REQUIRED ACTION: Count up the lines below that hold "retryOnError", then give that count by itself.

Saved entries
PR #1056, opened 2021-01-27
Fixing interlocking issues and bugs with transaction store for srflx …

MushMal:
…candidates

*Issue #, if available:*

*Description of changes:*


hassanctech (commented):
Can we please get a test for this fix?  It might be easier to understand the change when I can see a test that would have previously have failed.

MushMal:
> Can we please get a test for this fix? It might be easier to understand the change when I can see a test that would have previously have failed.

It's not trivial and will require full integ test. Some of the changes are for the negative path. I am not sure what the root cause is for the case where srflx candidate was not being selected.

disa6302 (approved):
LGTM!

hassanctech (approved):

MushMal:
Just want to confirm that after multiple experiments, srflx candidate does get selected and used in case when only TURN and SRFLX are available.

PR #86, opened 2021-05-13
Support write_files in Harvester configuration

bk201:
Add `os.write_files`.

Doc is also updated in https://github.com/harvester/harvester/pull/862

Related Issues:
https://github.com/harvester/harvester/issues/690


futuretea (approved):
LGTM

PR #87, opened 2021-06-08
Retry if fetching remote config fails

bk201:
It's possible that the system's network stack is not ready before the installer is started. Add a retry loop to workaround this situation.

The retry interval is 10 seconds and the retries count is 30 times (5 minutes timeout).

**Related issue**:
https://github.com/harvester/harvester/issues/907

**Screenshot**
Screen Shot 2021-06-08 at 4 01 54 PM

### DIFF
--- a/pkg/console/util.go
+++ b/pkg/console/util.go
@@ -17,6 +17,7 @@ import (
 	"github.com/jroimartin/gocui"
 	"github.com/pkg/errors"
 	k3os "github.com/rancher/k3os/pkg/config"
+	"github.com/sirupsen/logrus"
 	"golang.org/x/crypto/ssh"
 	"golang.org/x/net/http/httpproxy"
 	"k8s.io/apimachinery/pkg/util/rand"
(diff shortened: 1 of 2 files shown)


pkg/console/util.go
```diff
@@ -398,6 +410,42 @@ func getRemoteConfig(configURL string) (*config.HarvesterConfig, error) {
...
+			logrus.Error(e)
+			printToPanel(g, e.Error(), installPanel)
+			printToPanel(g, fmt.Sprintf("Retry after %d seconds (Remaining: %d)...", interval, remainingRetries), installPanel)
+		}
+		return e
+	})
+
+	if err != nil {
+		msg := fmt.Sprintf("Fail to fetch config: %v", err)
+		logrus.Error(msg)
```
gitlawr, line 434: Log the error in the caller. If you want to add more info just return a wrapped error: fmt.Errorf("Fail to fetch config: %w", err)

pkg/console/util.go
```diff
@@ -398,6 +410,42 @@ func getRemoteConfig(configURL string) (*config.HarvesterConfig, error) {
...
+		printToPanel(g, msg, installPanel)
+		return nil, err
+	}
+
+	harvestCfg, err := config.LoadHarvesterConfig(confData)
+	if err != nil {
+		msg := fmt.Sprintf("Fail to load config: %v", err)
+		logrus.Error(msg)
```
gitlawr, line 442: ditto

pkg/console/util.go
```diff
@@ -73,15 +74,15 @@ func validatePingServerURL(url string) error {
...
 		_, err := getURL(client, url)
 		return err
 	})
 }
 
-func retryOnError(retryNum, retryInterval int64, process func() error) error {
+func retryOnError(retryNum, retryInterval int64, process func(remainingRetries int64) error) error {
 	for {
-		if err := process(); err != nil {
+		if err := process(retryNum); err != nil {
```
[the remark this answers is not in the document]
bk201: To output information messages.
But I can do it in the caller.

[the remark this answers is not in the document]
bk201: Removed.

pkg/console/util.go
bk201: Move up to the caller.

gitlawr (approved):
LGTM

SOLUTION FOR THIS TASK: 2